# Moving to Munich



## marykateburns

I am looking to move to Munich in April to work as a Nursery / Kindergarten teacher from the UK.

Can anyone give me some advice on things like living costs, places to look for flat / apartment shares and what I have to do to make the move from the UK to Germany official as I know I am going to a job?
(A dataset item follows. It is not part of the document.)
PR #374, opened 2019-02-22
WIP: Stronger typings for transitions

ismailhabib:
Hi, I would like to work on making improvements on the typings on XState for few things that I noticed. The MR is not complete but I would like to see if I'm on the right direction. Thanks!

Also any advice on meeting new people as I will be moving alone :confused2:

I know this sort of stuff is on other threads but I seem pretty overwhelmed by it all and would really appreciate a brief summary 

Thanks :clap2:


----------



## James3214

I'll make a 'sticky' about this topic shortly but as a quick summary:

My guess at your monthly living costs in Munich:
Rent (1 or 2 bed apartment) 700-1000€ per month plus around 200-400 neben kosten for elect,gas,etc)
Health Insurance (if private) around 300-400€
food,etc 150-200€ 
car running costs around 130-150€
Public transport 30-40€
TV licence 48€
Internet, phone, Digital TV - 50€

Looking for apartments: Mietwohnungen München: Wohnung mieten in München bei Immobilien Scout24

To make your stay official (as an EU citizen) just go down and register with the 'Bürgeramt' for your 'Aufenhaltsbescheinigung'.

Meeting new people? Not sure of the scene down there but just head down the Irish bars or search the internet. lots of Expats down there so it shouldn't be a problem to make friends easily. 

Nice place Munich. Especially with the summer coming along..let us know how you get on!


----------



## marykateburns

Thank you!


----------